The Technical Challenge of Animating Water and Space
Creating believable underwater and space battles places extraordinary demands on animators. Water is an organic substance that diffuses light, distorts sound, and slows movement; it requires extensive use of digital compositing and hand-drawn bubbles, caustics, and floating particulate. Studio Ufotable’s work on Fate/stay night: Unlimited Blade Works demonstrates how underwater swordplay can be rendered with photorealistic lighting and fluid dynamics. Space, by contrast, is a vacuum where there is no air resistance, and objects must move with precise Newtonian physics unless stylized otherwise. Digital tools like 3D camera mapping allow directors to sweep around spaceships and planets in ways that 2D could never achieve, yet many studios still opt for hand-drawn mechs for their expressive weight. The best action anime in these categories are those that integrate technological tools without sacrificing the soul of hand-crafted animation, striking a balance that leaves audiences breathless.
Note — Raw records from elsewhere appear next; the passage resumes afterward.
PR #1914, opened 2024-06-14
Fix renamed function lookup

### LINKED ISSUE #1913: Incorrect Handling of Function Name Overlap with Special Names in Target Language
### Describe the bug
Incorrect handling occurs when using a faction name that overlaps with a special name in the target language. When Pyccel renames the function, it should be found by the new name assigned by Pyccel

### To Reproduce
code to reproduce the behavior:
```python
def order_c(x:int, y:int):
    return x + y
x = order_c(1, 2)


```

### Error details
the error message:
```ERROR at annotation (semantic) stage
pyccel:
 |fatal [semantic]: test.py [3,4]| Undefined function (order_c)
```

### Expected behavior
the code should work just fine and gave this result 
```c
#include "test.h"
#include <stdlib.h>
#include <stdint.h>
#include <stdbool.h>

int64_t x;
bool initialised;

int64_t order_c(int64_t x, int64_t y)
{
    return x + y;
}

void test__init(void)
{
    if (!initialised)
    {
        x = order_c(INT64_C(1), INT64_C(2));
        initialised = 1;
    }
}

```

### Language
language the python code is translated to (c language)

EmilyBourne:
`FunctionDef` objects are annotated during the first `FunctionCall` where they are used. At this point they have not been renamed if there are name conflicts. Both the original and the collisionless name should therefore be used to locate the `FunctionDef`. The original name will retrieve the syntactic object while the collisionless name will retrieve the renamed function. Fixes #1913

### DIFF
--- a/pyccel/parser/base.py
+++ b/pyccel/parser/base.py
@@ -303,7 +303,7 @@ class BasicParser(object):
 
         Parameters
         ----------
-        func : FunctionDef | SympyFunction
+        func : FunctionDef | SympyFunction | Interface | FunctionAddress
             The function to be inserted into the scope.
         """
 
--- a/pyccel/parser/base.py
+++ b/pyccel/parser/base.py
@@ -301,7 +301,10 @@ class BasicParser(object):
             self.insert_symbolic_function(func)
         elif isinstance(func, (FunctionDef, Interface, FunctionAddress)):
             container = self.scope.functions
-            container[func.name] = func
+            if func.pyccel_staging == 'syntactic':
+                container[self.scope.get_expected_name(func.name)] = func
+            else:
+                container[func.name] = func
         else:
             raise TypeError('Expected a Function definition')
 
--- a/pyccel/parser/base.py
+++ b/pyccel/parser/base.py
@@ -295,7 +295,17 @@ class BasicParser(object):
         return self._blocking
 
     def insert_function(self, func):
-        """."""
+        """
+        Insert a function into the current scope.
+
+        Insert a function into the current scope under the final name by which it
+        will be known in the generated code.
+
+        Parameters
+        ----------
+        func : FunctionDef | SympyFunction
+            The function to be inserted into the scope.
+        """
 
         if isinstance(func, SympyFunction):
             self.insert_symbolic_function(func)
--- a/pyccel/parser/semantic.py
+++ b/pyccel/parser/semantic.py
@@ -1593,7 +1593,14 @@ class SemanticParser(BasicParser):
         # TODO improve check type compatibility
         if not isinstance(var, Variable):
             name = var.name
-            errors.report(INCOMPATIBLE_TYPES_IN_ASSIGNMENT.format(type(var), class_type),
+            message = INCOMPATIBLE_TYPES_IN_ASSIGNMENT.format(type(var), class_type)
+            if var.pyccel_staging == "syntactic":
+                new_name = self.scope.get_expected_name(name)
+                if new_name != name:
+                    message += '\nThis error may be due to object renaming to avoid name clashes (language-specific or otherwise).'
+                    message += f'The conflict is with "{name}".'
+                    name = new_name
+            errors.report(message,
                     symbol=f'{name}={class_type}',
                     bounding_box=(self.current_ast_node.lineno, self.current_ast_node.col_offset),
                     severity='fatal')
--- a/pyccel/parser/semantic.py
+++ b/pyccel/parser/semantic.py
@@ -2054,8 +2054,7 @@ class SemanticParser(BasicParser):
 
             self.scope = mod_scope
 
-        for f in self.scope.functions.copy():
-            f = self.scope.functions[f]
+        for f in self.scope.functions.copy().values():
             if not f.is_semantic and not isinstance(f, InlineFunctionDef):
                 assert isinstance(f, FunctionDef)
                 self._visit(f)
@@ -2817,10 +2816,6 @@ class SemanticParser(BasicParser):
             pass
 
         func = self.scope.find(name, 'functions')
-
-        if func is None:
-            # Look for a syntactic FunctionDef in case of a function renamed due to name collisions
-            func = self.scope.find(expr.funcdef, 'functions')
 
         if func is None:
             name = str(expr.funcdef)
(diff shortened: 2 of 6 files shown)


smazouz42 (approved):
Looks good to me

tests/epyccel/modules/function_call_before_definition_2.py
jalalium, line 1: there is an issue when the name of a function A is the new name of another function B. Calls to function B are replaced by calls to function A, and function B becomes unused.

This code
```
def f():
    return g() + do()

def g():
    return 2

def do():
    return 3

def do_0001():
    return 4

a = f()
```

returns

```

int64_t g(void)
{
    return INT64_C(2);
}
int64_t do_0001_0001(void)
{
    return INT64_C(4);
}
int64_t f(void)
{
    return g() + do_0001_0001();
}
int64_t do_0001(void)
{
    return INT64_C(3);
}
void test__init(void)
{
    if (!initialised)
    {
        a = f();
        initialised = 1;
    }
}
```

pyccel/parser/semantic.py
```diff
@@ -1214,8 +1214,9 @@ def _annotate_the_called_function_def(self, old_func, function_call_args=None):
         # Set the Scope to the FunctionDef's parent Scope and annotate the old_func
         self._scope = sc
         self._visit_FunctionDef(old_func, function_call_args=function_call_args)
+        new_name = self.scope.get_expected_name(old_func.name)
```
jalalium, line 1217: `get_expected_name` does  not seem to catch this kind of conflicts.

```
def f():
    do_0001 = 5
    return g() + do() + do_0001

def g():
    return 2

def do():
    return 4

a = f()
```

jalalium (changes requested):
I think these cases are within the scope of this PR.

tests/epyccel/modules/function_call_before_definition_2.py
EmilyBourne: You are right. This was happening because we were saving functions into the scope with `func.name` which may be either the syntactic or the semantic name depending on where you are in the code.
I have fixed this: [7ee0f15](https://github.com/pyccel/pyccel/pull/1914/commits/7ee0f158077a61c3812ed7754ce7b622a572cf3d)
and added your example as a test: [75928c2](https://github.com/pyccel/pyccel/pull/1914/commits/75928c28949c13f92e7e0ceb50eb8bc82f67de86)

pyccel/parser/semantic.py
EmilyBourne: This has improved after fixing the issue above. It is now flagged as a type redefinition. This occurs because the scope of `do_0001` is smaller than the scope of `do()` so `do_0001` doesn't get renamed in the syntactic stage.
There is a discussion to be had about whether we should be more enthusiastic about avoiding this kind of mix-up but it is so rare that it is probably not worth the additional code that would be needed to fix it. What do you think?

I have clarified the error that is raised though to help the user understand what the issue is:
image

[cbe8f67](https://github.com/pyccel/pyccel/pull/1914/commits/cbe8f67e03c497493c12c8ec97ae556f36d62af5)
[d98aab6](https://github.com/pyccel/pyccel/pull/1914/commits/d98aab65ff19827f2b7b1d637584fa6cd07a1a24)

jalalium: I think we should think of a systematic way to deal with scope and name collisions to avoid dealing with these corner cases. As for the fix, I wonder if you had in mind to prevent the following:
```
def f():
    y = 2.5
    return y

y = 5
a = f()
```
This is caught as an error, but I don't think it should.

EmilyBourne: > I think we should think of a systematic way to deal with scope and name collisions to avoid dealing with these corner cases.

We have one :sweat_smile: . It is `Scope` which is found [here](https://github.com/pyccel/pyccel/blob/devel/pyccel/parser/scope.py) and documented [here](https://github.com/pyccel/pyccel/blob/devel/developer_docs/scope.md). That's why this PR is so small. It's just that it's quite difficult to catch when people forget to use it.

This is why I asked @smazouz42 to add a test for this in his PR as it is more or less the only way to check if the Scope is being used correctly.



> I wonder if you had in mind to prevent the following

Yes exactly this must not be allowed in my opinion.

> This is caught as an error, but I don't think it should.

Then it seems that we don't agree here :sweat_smile: 

I have in mind your case, but also this case:
```python
y = 3.0

def f():
    print(y)
```
Here the `y` that is local to `f` **is** the global `y` and it is quite difficult to distinguish between the local y and the global y.

At some point I would also like to support:
```python
y = 3.0

def f():
    global y
    y = 4.0
    print(y)

print(y)
f()
print(y)
```

In this case we want to see the error displayed currently if we do:
```python
y = 3.0

def f():
    global y
    y = True
    print(y)

print(y)
f()
print(y)
```

For me the simplest way to implement `global` is to simply forbid having a local object which is in collision with a global object.

You may disagree but this is then beyond the scope of this PR as this is a choice that has been made for that case and is unrelated to the bug being fixed here.

jalalium: Got it!

jalalium (changes requested):

pyccel/parser/base.py
```diff
@@ -295,13 +295,26 @@ def blocking(self):
...
-        """."""
+        """
+        Insert a function into the current scope.
+
+        Insert a function into the current scope under the final name by which it
+        will be known in the generated code.
+
+        Parameters
+        ----------
+        func : FunctionDef | SympyFunction
```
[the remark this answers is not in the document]
EmilyBourne: Given the implementation I don't think so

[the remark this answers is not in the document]
EmilyBourne: Nevermind I read the code wrong :facepalm:

EmilyBourne, line 306:
```suggestion
        func : FunctionDef | SympyFunction | Interface | FunctionAddress
```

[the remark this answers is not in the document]
EmilyBourne: Fixed 7769a13db9c5a24d809a0939dd9bb8d1ab8bd811

tests/epyccel/modules/function_call_before_definition_2.py
EmilyBourne: @jalalium can we resolve this conversation?

jalalium (approved):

Where to Watch These Action-Filled Series
Many of the titles discussed are available on major streaming platforms, making it easier than ever to explore their aquatic and interstellar battles. You can find One Piece and Gintama on Crunchyroll, which hosts an extensive library of shonen and comedy action. Cowboy Bebop and Gurren Lagann are streaming on Netflix in many regions, alongside the Knights of Sidonia series. For mecha classics like Mobile Suit Gundam, the official GundamInfo YouTube channel often rotates entire series for free viewing. Legend of the Galactic Heroes: Die Neue These can be found on Crunchyroll and HiDive. Physical collectors and those looking for the original OVA versions should check Right Stuf Anime, which offers Blu-ray releases of many older space operas. Always verify regional availability, as licensing agreements shift.
Why These Battles Resonate Beyond the Screen
Action anime set in water and space do more than titillate with explosions and rapid cuts. They tap into fundamental human anxieties and curiosities. The deep sea is Earth’s last frontier, a dark abyss where monstrous pressure and unknown creatures evoke a primal dread. When a character sinks into that velvet blackness, it externalizes isolation in a way few other settings can. Space, conversely, represents the ultimate expansion—of ambition, of territory, of the human spirit. Battles in orbit often become conflicts of ideologies, pitting worldviews against each other with the void as witness. When you watch the silent light of a distant explosion from a viewing deck, it’s a reminder of how fragile life is. These layers of meaning elevate the action from mere spectacle to something that stays with you long after the credits roll. Whether you’re drawn to the tactical chess of a fleet engagement or the intimate terror of a flooded corridor, the best anime in these genres prove that the most compelling arenas are those where the environment itself is an adversary. The medium continues to push what is possible visually, and with each new release, the oceans and the cosmos yield fresh, stunning ways to tell stories of conflict and courage.